一方の投手陣は先発の整備が急務だ。新監督が開幕ローテーション入りを明言したのは、ベテランの和田と昨季10勝した有原のみ。最多勝に輝いたことのある石川と東浜の復活に、昨季開幕投手の大関や板東らの台頭は欠かせない。育成に定評のある倉野投手チーフコーチの復帰は、チームの底上げに心強い存在となるだろう。

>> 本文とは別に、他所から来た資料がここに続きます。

PR #573, opened 2023-08-10
initiate logger before sandbox tests

marcus-jump:


src/util/sandbox/test_sandbox.c
```diff
@@ -56,47 +58,62 @@
...
+      exit( EXIT_SUCCESS );                                         \
+    }                                                               \
+} while( 0 )
+
 
 /* check_open_fds ensures that `sandbox_unthreaded` verifies
    the file descriptors we allow are exactly those that are matched. */
 void
 check_open_fds( void ) {
-  TEST_FORK_SIG(
```
mmcgee-jump, line 64: Why was this wrong? Can you remove TEST_FORK_SIG

mmcgee-jump (approved):

PR #3078, opened 2024-10-09
Fix stream handling to ensure all connections always have at least a minimum number of streams

nbridge-jump:
Also adds a test which simply keeps a specified number of connections open and idle.


src/waltz/quic/tests/Local.mk
```diff
@@ -28,6 +28,7 @@ $(call run-unit-test,test_quic_crypto)
 $(call make-unit-test,test_quic_client_flood,test_quic_client_flood,fd_quic fd_tls fd_ballet fd_waltz fd_util)
 $(call make-unit-test,test_quic_server,test_quic_server,            fd_quic fd_tls fd_ballet fd_waltz fd_util)
 $(call make-unit-test,test_quic_txns,  test_quic_txns,              fd_quic fd_tls fd_ballet fd_waltz fd_util)
+$(call make-unit-test,test_quic_idle_conns, test_quic_idle_conns,   fd_quic fd_tls fd_ballet fd_waltz fd_util)
```
mmcgee-jump, line 31: Any reason these aren't added with run-unit-test so it runs in CI as well?

mmcgee-jump (approved):

PR #3082, opened 2024-10-10
feat(eqvoc): equivocation tile

lidatong:
Introduce a tile and logic (fd_eqvoc) to detect equivocating shreds.

There are 2 cases to consider:
1. Equivocation for the same FEC set
2. Equivocation for overlapping FEC sets

The first case is trivially checked by making sure the signatures of
all shreds in the same FEC set are the same.

The second case is trickier. Two (or more) FEC sets might overlap in
their shred indices. Because there are two separate FEC sets, we expect
the signatures to be different. However, this still implies
equivocation, because in order for FEC sets to overlap the same shred
idx occurs twice. See fd_eqvoc.h for details.

The tile is currently mostly a stub to setup the links and topo. The
full impl will come with subsequent PRs.


mmcgee-jump:
Why is this a tile? Is it expensive to do this work?

lidatong:
> Why is this a tile? Is it expensive to do this work?

it has to examine every shred (before resolving the fec set) as well rx / tx potentially spammy gossip msgs

contrib/test/setup_fd_cluster.sh
```diff
@@ -5,6 +5,7 @@ IFS=$'\n\t'
 PRIMARY_IP=$(ip -o -4 addr show scope global | awk '{ print $4 }' | cut -d/ -f1)
 RPC_URL="http://$PRIMARY_IP:8899/"
 
+rm -rf ../test-ledger
```
lheeger-jump, line 8: rm

contrib/test/setup_fd_cluster.sh
```diff
@@ -71,7 +72,8 @@ genesis_args+=(--upgradeable-program NanoToken1111111111111111111111111111111111
 
 echo "${genesis_args[@]}"
 
-GENESIS_OUTPUT=$(./agave/target/release/solana-genesis \
+pwd
+GENESIS_OUTPUT=$(/data/chali/agave/release/solana-genesis \
```
lheeger-jump, line 76: make parameterizeable with reasonable default

contrib/test/setup_fd_cluster.sh
```diff
@@ -92,7 +94,7 @@ GENESIS_HASH=$(echo $GENESIS_OUTPUT | grep -o -P '(?<=Genesis hash:).*(?=Shred v
 SHRED_VERSION=$(echo $GENESIS_OUTPUT | grep -o -P '(?<=Shred version:).*(?=Ticks per slot:)' | xargs)
 _PRIMARY_INTERFACE=$(ip route show default | awk '/default/ {print $5}')
 
-RUST_LOG=debug ./agave/target/release/agave-validator \
+RUST_LOG=debug /data/chali/agave/release/agave-validator \
```
lheeger-jump, line 97: ditto

lheeger-jump (changes requested):

lheeger-jump (approved):

PR #3090, opened 2024-10-11
tiles: rewrite mux to stem

mmcgee-jump:


ripatel-fd (changes requested):
Large refactors like these should come with unit tests. 
fd_stem doesn't appear to have any test coverage

mmcgee-jump:
That's coming in a separate change, this is getting too big.

ripatel-fd:
> That's coming in a separate change, this is getting too big.

Changing test_mux to test_stem instead of deleting it might reduce the diff

mmcgee-jump:
That test is a bit limited, and it also didn't run in CI.

mmcgee-jump:
todo: switch the printer for counter/gauge to use converter as well

src/disco/stem/fd_stem.c
```diff
@@ -0,0 +1,668 @@
...
+  }
+
+  /* out frag stream init */
+
+  cr_avail = 0UL;
+
+  out_depth  = (ulong *)FD_SCRATCH_ALLOC_APPEND( l, alignof(ulong), out_cnt*sizeof(ulong) );
+  out_seq    = (ulong *)FD_SCRATCH_ALLOC_APPEND( l, alignof(ulong), out_cnt*sizeof(ulong) );
+
+  ulong cr_min = fd_ulong_if( !out_cnt, 128UL, ULONG_MAX );
```
ptaffet-jump, line 267: Maybe call this `depth_min`

ptaffet-jump: And then keep the variable formerly called `cr_max`. It's just confusing to see a variable change names from `cr_max` to `cr_min` without changing roles

ptaffet-jump (approved):
I looked at `fd_stem` a little, and the rest of the PR almost not at all, but I'm stamping to unblock

lheeger-jump (approved):

ripatel-fd (dismissed):

ripatel-fd:
Kicking CI to rerun failed jobs. (flaky CI environment)

ripatel-fd (approved):

ptaffet-jump (approved):
Restamping

PR #3094, opened 2024-10-11
fdctl: remove concrete objects

lheeger-jump:
- **fdctl: remove concrete objects**
- **contrib: fix configuration of firedancer localnet script**


mmcgee-jump (changes requested):
Remove the code in `fdctl_obj_new` that checks for these concrete objects. You also need to remove the `loose_footprint` from the relevant workspaces now as well I think?

lheeger-jump:
> Remove the code in fdctl_obj_new that checks for these concrete objects

Done

>  You also need to remove the loose_footprint from the relevant workspaces now as well I think?

What do you mean?

mmcgee-jump (approved):
Thanks!

PR #3102, opened 2024-10-11
ci: unreserve huge/gigantic pages before test

mmcgee-jump:


yufeng-jump:
Can probably get rid of the reset if we are doing a fini.

topointon-jump (approved):

ripatel-fd (approved):

PR #3105, opened 2024-10-11
quic: remove fd_quic_stream_send gather list

ripatel-fd:
fd_quic_stream_send previously accepted a gather list of chunks.
All those chunks are then sent over the same stream.

This commit simplifies the API to instead only take one chunk.
A bug is fixed in fddev/txn.c that incorrectly sends multiple txns
over the same stream.
Otherwise, all other callers only sent one chunk per call anyways.


mmcgee-jump (approved):
lgtm

ravyu-jump (approved):

PR #3115, opened 2024-10-14
Hardcode account_hash_ignore_slot feature gate

ripatel-fd:


ripatel-fd:
CI might fail if there are tests that set this feature gate to disabled

kbhargava-jump:
let's hold off on this right now

jumpsiegel:
Could we hold on this until after the lthash branch.  This is pure merge conflict for me

ripatel-fd:
> let's hold off on this right now

why?

jumpsiegel:
because I am going to have to make these changes, line for line, again during my merge as I fix all the conflicts.  We should instead just do them on the lthash branch.

ripatel-fd:
> because I am going to have to make these changes, line for line, again during my merge as I fix all the conflicts. We should instead just do them on the lthash branch.

Yes, I understand, it's a good reason. But I wanted to ask why Kunal objects to the changes.

PR #3124, opened 2024-10-14
quic - changed defaults.toml max_concurrent_handshakes description and value

nbridge-jump:
`max_concurrent_handshakes` is no longer bound to the value of `max_concurrent_connections`. So this PR fixes the description and sets the value to a conservative number.

### DIFF
--- a/src/app/fdctl/config/default.toml
+++ b/src/app/fdctl/config/default.toml
@@ -843,7 +843,7 @@ dynamic_port_range = "8900-9000"
         # be accepted.
         #
         # This must be >= 2 and also a power of 2.
-        max_concurrent_connections = 2048
+        max_concurrent_connections = 65536
 
         # QUIC allows for multiple streams to be multiplexed over a
         # single connection.  This option sets the maximum number of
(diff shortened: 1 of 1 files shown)


mmcgee-jump:
Can you update the default for `max_concurrent_connections` to be correct as well?

mmcgee-jump (changes requested):
.

nbridge-jump:
> Can you update the default for `max_concurrent_connections` to be correct as well?

I'm not sure what you're asking for. This value isn't being used in mainnet. Is that what you want?

mmcgee-jump:
The default values we provide should be sane for mainnet, which 2048 for max_concurrent_connections clearly is not.

nbridge-jump:
> The default values we provide should be sane for mainnet, which 2048 for max_concurrent_connections clearly is not.

Just accept this PR. Increasing max_concurrent_connections to mainnet levels broke some tests. So I'll work on fixing all that in another PR. No need to hold up this change, which is clearly an improvement on main

nbridge-jump:
Ignore that. Looks like the issue was already solved. Will squash the commits

mmcgee-jump (approved):

PR #3126, opened 2024-10-15
flamenco, runtime: align all vm regions to 16-bytes

topointon-jump:
All vm memory regions need to be 8-byte aligned. This has consensus implications - Agave's vm checks that host physical addresses are aligned during address translation. If the host address is unaligned than address translation will fail. We need to match this behaviour.

Direct mapping means that we have to ensure that the account data region of borrowed accounts are therefore 8-byte aligned.

### DIFF
--- a/src/ballet/bn254/fd_bn254.c
+++ b/src/ballet/bn254/fd_bn254.c
@@ -257,6 +257,12 @@ fd_bn254_pairing_is_one_syscall( uchar       out[32],
       sz = 0;
     }
   }
+  if( sz>0 ) {
+    fd_bn254_fp12_t tmp[1];
+    fd_bn254_miller_loop( tmp, p, q, sz );
+    fd_bn254_fp12_mul( r, r, tmp );
+    sz = 0;
+  }
 
   /* Compute the final exponentiation */
   fd_bn254_final_exp( r, r );
--- a/src/flamenco/types/fd_types.h
+++ b/src/flamenco/types/fd_types.h
@@ -405,13 +405,13 @@ typedef struct fd_solana_account_stored_meta_off fd_solana_account_stored_meta_o
 #define FD_SOLANA_ACCOUNT_STORED_META_OFF_FOOTPRINT sizeof(fd_solana_account_stored_meta_off_t)
 #define FD_SOLANA_ACCOUNT_STORED_META_OFF_ALIGN (8UL)
 
-/* Encoded Size: Fixed (56 bytes) */
+/* Encoded Size: Fixed (52 bytes) */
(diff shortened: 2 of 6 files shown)


src/flamenco/runtime/fd_borrowed_account.c
```diff
@@ -33,8 +34,8 @@ fd_borrowed_account_resize( fd_borrowed_account_t * borrowed_account,
   // TODO: Check for max accounts size?
   uchar * new_raw_data = (uchar *)buf;
 
-  ulong old_sz = sizeof(fd_account_meta_t)+borrowed_account->meta->dlen;
-  ulong new_sz = sizeof(fd_account_meta_t)+dlen;
+  ulong old_sz = fd_ulong_align_up( sizeof(fd_account_meta_t), FD_VM_HOST_REGION_ALIGN ) +borrowed_account->meta->dlen;
+  ulong new_sz = fd_ulong_align_up( sizeof(fd_account_meta_t), FD_VM_HOST_REGION_ALIGN )+dlen;
   fd_memcpy( new_raw_data, borrowed_account->const_meta, old_sz );
```
jumpsiegel, line 39: the mind boggles

src/flamenco/runtime/fd_executor.c
```diff
@@ -1266,6 +1267,14 @@ fd_executor_setup_borrowed_accounts_for_txn( fd_exec_txn_ctx_t * txn_ctx ) {
...
         borrowed_account->meta->info.rent_epoch = ULONG_MAX;
       }
+    } else {
+      /* When direct mapping is enabled, the account data has to be 16-byte aligned, otherwise memory translation inside the vm
+         will fail non-deterministically. */
+      if ( FD_UNLIKELY( FD_FEATURE_ACTIVE( txn_ctx->slot_ctx, bpf_account_data_direct_mapping ) ) ) {
+        uchar * aligned_const_data = fd_valloc_malloc( txn_ctx->valloc, FD_VM_HOST_REGION_ALIGN, borrowed_account->const_meta->dlen );
+        fd_memcpy( aligned_const_data, borrowed_account->const_data, borrowed_account->const_meta->dlen );
+        borrowed_account->const_data = aligned_const_data;
+      }
```
jumpsiegel, line 1277: instead of always copying, couldn't we check to see if const_data is already aligned and only copy if it is not?  Or, is it never aligned 16 byte aligned due to the size of the header?  This feels like we should either tweak the header or hack funk.  memcpy's are already a large portion of our execution time

jumpsiegel (changes requested):

0x0ece (approved):

PR #3132, opened 2024-10-16
`ci`: set BUILDDIR such that clusterfuzz.yml fuzzer binaries end up in `clang-fuzz/`

nlgripto:
This should fix the CI build for the "Clusterfuzz" fuzzers


nlgripto:
alternative: change the `find` command to go into the appropriate machine dir inside `build/`

ripatel-fd (approved):

PR #3137, opened 2024-10-16
quic: remove flow control limits

ripatel-fd:
- Remove ahead-of-time stream assignment
- Simplify stream count metrics
- Remove flow control limits
- Introduce stream concurrency bounds
- Further remove support for bidirectional streams

Thanks to recent fixes to fragmentation patterns in Agave's QUIC
client, we can make stricter assumptions about stream framing
patterns.  Agave clients now promise to use stream IDs in sequence.
Anytime a stream ID increments, the previous stream has already
entered FIN state.  On the server-side stream concurrency only
exceeds 1 in case of IP packet reordering along the network path.

This patch removes ahead-of-time assignment of stream IDs.
Thereby, flow control limits become independent of concurrency
limits.  Specifying a new flow control mechanism is out of scope
for this PR, so MAX_STREAMS and MAX_DATA are set to 2^62-1.

The definition of 'max_concurrent_streams_per_connection' is
changed to control concurrency only instead of flow control.
If a client exceeds this limit, their traffic is silently dropped.


src/waltz/quic/tests/test_quic_conformance.c
```diff
@@ -45,20 +49,219 @@ test_quic_stream_limit_enforcement( fd_quic_sandbox_t * sandbox,
...
   FD_TEST( conn->state  == FD_QUIC_CONN_STATE_ABORT );
   FD_TEST( conn->reason == FD_QUIC_CONN_REASON_STREAM_LIMIT_ERROR );
 }
 
+/* Ensure that worst-case stream pool allocations are bounded.
+
+   This is a custom protocol restriction that goes beyond QUIC's limits. */
+
+static __attribute__ ((noinline)) void
+test_quic_stream_concurrency( fd_quic_sandbox_t * sandbox,
```
ripatel-fd, line 71: Just noticed I didn't complete this test

src/waltz/quic/tests/test_quic_conformance.c
```diff
@@ -45,20 +49,219 @@ test_quic_stream_limit_enforcement( fd_quic_sandbox_t * sandbox,
...
+    FD_TEST( sz!=FD_QUIC_ENCODE_FAIL );
+    buf[ sz++ ] = '0';
+    fd_quic_sandbox_send_lone_frame( sandbox, conn, buf, sz );
+    FD_TEST( conn->state == FD_QUIC_CONN_STATE_ACTIVE );
+  }
+  FD_TEST( sandbox->quic->metrics.stream_rx_event_cnt == 1UL );
+  FD_TEST( sandbox->quic->metrics.stream_active_cnt == 0UL );
+}
+
+/* reorder: ensure that reordered fragments arrive without corruption */
```
ripatel-fd, line 234: Missing test

mmcgee-jump (approved):

PR #3157, opened 2024-10-18
flamenco, log: use variadics in fd_log_collector_msg_many

ravyu-jump:
As we start digging into CPI mismatches I figured we'd extend `fd_log_collector_msg_many` to take it a variable number of arguments. Works fine on existing invocations, and also tested locally on a call with >2 msgs (to be pushed in a separate PR).


0x0ece (approved):
LGTM, the only thing I'm not sure is the use of 2x va_start and 1x va_end. It's possible that it works because the 2nd va_start is inside a scope, but just to be safer I'd put a va_end for each va_start, I left comments in the code.

0x0ece (approved):

PR #4033, opened 2025-01-27
Quic: Move unfinished streams from send_streams to used_streams

akhinvasara-jumptrading:
Currently, unfinished streams in send_streams that have no data ready to transmit are simply skipped over. However, this leaves those 'stale' streams in send_streams for every iteration of generating stream frames. This change ensures that unfinished but data-less streams are moved from send_streams into used_streams.

### DIFF
--- a/src/waltz/quic/fd_quic.c
+++ b/src/waltz/quic/fd_quic.c
@@ -3372,7 +3372,7 @@ fd_quic_gen_ping_frame( fd_quic_conn_t *     conn,
   return frame_sz;
 }
 
-static uchar *
+uchar *
 fd_quic_gen_stream_frames( fd_quic_conn_t *     conn,
                            uchar *              payload_ptr,
                            uchar *              payload_end,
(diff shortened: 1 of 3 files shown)


src/waltz/quic/fd_quic.c
```diff
@@ -3433,6 +3434,7 @@ fd_quic_gen_stream_frames( fd_quic_conn_t *     conn,
         ulong data_sz    = fd_ulong_min( data_avail, data_max );
         /* */ data_sz    = fd_ulong_min( data_sz, 0x3fffUL ); /* max 2 byte varint */
         _Bool fin        = fin_avail && data_sz==data_avail;
+        /* */ remove     = fin;
```
nbridge-jump, line 3437: The logic should be:
```
if nothing left to send, then remove from send, add to used, and clear the action flag
```
"nothing to send" means all the bytes we have, have been sent, and the FIN flag has been sent, if requested.
The corner case is where the user sends zero (additional) bytes and the FIN flag. In this case we should still send a stream frame with zero length, but an offset and the FIN flag. If it doesn't fit the stream should remain in the send list, with the upd_pkt_number and flags set to send the stream next time.

nbridge-jump (changes requested):

nbridge-jump (dismissed):

nbridge-jump (approved):

PR #4037, opened 2025-01-28
flamenco: Prevent executing precompiles if they are not native programs

### LINKED ISSUE #4040: Fix edge case when a program is owned by a precompiled program
`prevent_calling_precompiles_as_programs` is an already cleaned up feature and we currently implement this feature by executing a noop instruction execute function for those precompiled programs. However, there are edge cases where a program is owned by the precompiled program. In these cases, we should return unsupported program ID.

Related test fixture: https://github.com/firedancer-io/test-vectors/pull/80

This check should not be needed after the `move_precompile_verification_to_svm` feature is implemented.

cali-jumptrading:
We should not execute precompiled programs if they are not owned by the native loader


cali-jumptrading:
Actually this is just a testcase error.

PR #4041, opened 2025-01-28
flamenco: Skip reset of return data if executing no-op instr

cali-jumptrading:


cali-jumptrading:
superseded by https://github.com/firedancer-io/firedancer/pull/4051

PR #4045, opened 2025-01-29
Update LICENSE

maximevtush:
Updated the copyright year from 2022 to 2025 in the LICENSE file


ripatel-fd:
The year in copyright files typically means "date of first publication".

PR #4046, opened 2025-01-29
topo: detect invalid object align or footprint

ripatel-fd:


src/disco/topo/fd_pod_format.h
```diff
@@ -129,20 +129,34 @@ fd_pod_queryf_##type( uchar const * FD_RESTRICT  pod,
...
+FD_POD_IMPL( char   )
+FD_POD_IMPL( schar  )
+FD_POD_IMPL( uchar  )
+FD_POD_IMPL( float  )
 #if FD_HAS_DOUBLE
-FD_POD_IMPL( double, DOUBLE )
+FD_POD_IMPL( double )
 #endif
 
+static inline uchar const *
```
ptaffet-jump, line 146: Can you add the `__attribute__ ((format (printf, 2, 3)))` (not sure that's exactly right) declaration?

src/disco/topo/fd_pod_format.h
```diff
@@ -112,12 +112,12 @@ FD_POD_IMPL( double, DOUBLE )
    is constructed from the given format string.  Returns the query
    result on success or def on failure. */
 
-#define FD_POD_IMPL(type,TYPE)                                                  \
+#define FD_POD_IMPL(type)                                                  \
```
ptaffet-jump, line 115: nit: re-align `\`

src/disco/topo/fd_pod_format.h
```diff
@@ -14,7 +14,7 @@
 
    IMPORTANT!  THIS IS AN INVALIDATING OPERATION */
 
-#define FD_POD_IMPL(type,TYPE)                                                  \
+#define FD_POD_IMPL(type)                                                  \
```
ptaffet-jump, line 17: nit: re-align `\`

ptaffet-jump (commented):
Some nits, but mostly looks good

ptaffet-jump:
Notice that CI is failing because it's triggering your new check. Can you see if that's a real failure?

ripatel-fd:
@ptaffet-jump Thanks for the review Philip, good points. 
The CI failure was caused by the full validator having tiles with zero footprint. I excluded tiles from the 0 footprint check.

anwayde (approved):

PR #4055, opened 2025-01-30
flamenco: make transaction parsing errors return sanitize failure error

cali-jumptrading:
This only changes the test harness, so should have no effect elsewhere.


src/flamenco/runtime/tests/fd_exec_instr_test.c
```diff
@@ -781,6 +781,7 @@ _txn_context_create_and_exec( fd_exec_instr_test_runner_t *      runner,
   /* Create the raw txn (https://solana.com/docs/core/transactions#transaction-size) */
```
ibhatt-jumptrading, line 781: Generally we don't want to actually return a specific error in the harness. I think a better approach would be to return NULL here. This way these kinds of cases will never be reported by solfuzz.

cali-jumptrading: changed to null in [a1a3074](https://github.com/firedancer-io/firedancer/pull/4055/commits/a1a307466dface45d0d9268f8d3af94fd1c89dbf)

cali-jumptrading:
No longer needed

PR #4063, opened 2025-02-03
fwd geyser plugin cmdline opts along to agave

ebenali:
these are straigtforward, amended defaults toml


ripatel-fd:
Thank you for the contribution. This will probably not work during leader slots.

mmcgee-jump:
We do not support Geyser in Frankendancer, and if it does happen to work for certain case it's unintentional.

PR #4064, opened 2025-02-03
fddev pktgen

ripatel-fd:
Add packet generator tool for benchmarks

### DIFF
--- a/src/app/fdctl/config/default.toml
+++ b/src/app/fdctl/config/default.toml
@@ -876,6 +876,12 @@ dynamic_port_range = "8900-9000"
         # handling.
         xdp_aio_depth = 256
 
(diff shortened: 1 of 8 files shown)


src/app/fdctl/config/default.toml
```diff
@@ -1382,3 +1382,7 @@ dynamic_port_range = "8900-9000"
         # duplicate transactions will not be submitted and the validator
         # with this option enabled will always be leader.
         disable_status_cache = false
+
+    # 'fddev pktgen' is an internal development tool.
```
mmcgee-jump, line 1386: Operator facing documentation! Explain the tool here!!

mmcgee-jump (dismissed):
LGTM!

PR #4071, opened 2025-02-03
flamenco: various cpi fixes

yufeng-jump:
Fix serialized owner accessor offset

Rework AccountInfo translation macros.  In particular, make sure that we mimic Agave in checking all of the following:
- Translation permission (r/w)
- Translation order
- Translation offsets, especially for the Rust boxes
- Translation length

Make sure that AccountInfo checks are gated by direct mapping feature flag in a way that matches Agave

Move AccountInfo pubkey translations to earlier in the pipeline and cache the results

Add InvalidArgument check to AccountMeta

Add more MissingAccount returns that match Agave

Signer translation should only be performed when length is non zero

Initialize instr_ctx in the instr stack

Remove translation of error codes in cpi harness

Clean up various error return handling


src/flamenco/vm/syscall/fd_vm_cpi.h
```diff
@@ -148,4 +119,37 @@ struct __attribute__((packed)) fd_vm_rust_account_info {
...
+   facilitate checks on Rust AccountInfo fields.
+ */
+
+#define FD_VM_RC_REFCELL_ALIGN (8UL)
+
+struct __attribute__((packed)) fd_vm_rc_refcell {
+  ulong strong; /* Rc */
+  ulong weak;   /* Rc */
+  ulong borrow; /* RefCell */
+  ulong T[];
```
topointon-jump, line 132: payload?

src/flamenco/vm/syscall/fd_vm_syscall_pda.c
```diff
@@ -96,7 +96,7 @@ fd_vm_translate_and_check_program_address_inputs( fd_vm_t *             vm,
                                                   ulong *               out_seed_szs,
                                                   fd_pubkey_t const * * out_program_id ) {
 
-  fd_vm_vec_t const * untranslated_seeds = FD_VM_MEM_SLICE_HADDR_LD( vm, seeds_vaddr, FD_VM_ALIGN_RUST_SLICE_U8_REF,
+  fd_vm_vec_t const * untranslated_seeds = FD_VM_MEM_SLICE_HADDR_LD( vm, seeds_vaddr, FD_VM_VEC_ALIGN,
```
topointon-jump, line 99: can we not use FD_VM_VEC_ALIGN?

topointon-jump (approved):

PR #4073, opened 2025-02-04
remove trailing whitespace from files

anwayde:


ripatel-fd:
I don't think we should do this, this will cause merge conflicts everywhere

勝利とともに、ここ数年停滞する世代交代の促進も求められる。2年間2軍を率いて、若手の特徴を把握する小久保新監督は「ある程度我慢しない限りは育たない。使おうと思わせるものを、2、3月に見せてほしい」と期待を寄せた。
小久保監督一問一答 主力が手本のチームを
常勝軍団復活を託された小久保新監督に、意気込みを聞いた。
―就任して日々どのようなことを意識する。
「監督の仕事とは何か、マネジメントをどうするかばかり考える」
―どんなチームづくりをしたいか。
「主力が手本になるチームをつくる。勝利を目指すのは当たり前で、そこへ向けて個人が少しでも美しさを持つようになればいい」
―1~4軍までの大きな組織を束ねる。
「一番の仕事は2、3、4軍の首脳陣と連携を取ること。しっかりと縦でつながり、いいものはいい、悪いものをいち早く修正できるのが理想」
―主力の柳田に期待すること。
「全試合に出れば昨年のような成績が残ると思う。今まで通りチームを引っ張ってほしい」
―リーグ3連覇を果たしたオリックスの印象。
「山本が(米大リーグのドジャース入団で)抜けても宮城、山下、東もいる。投手陣がいい」
―過去2年はあと一歩のところで涙をのんだ。
「決めたことをちゃんとやること。勝敗は時の運。その運をつかむために、普段の振る舞いや細かいところが大事」
―読書家だが、最近読む本は。
「今は小説ばかり読んでいる。シーズン中は選手の前で話すことが多いので、言葉を探すために自己啓発本が多い」
(共同通信)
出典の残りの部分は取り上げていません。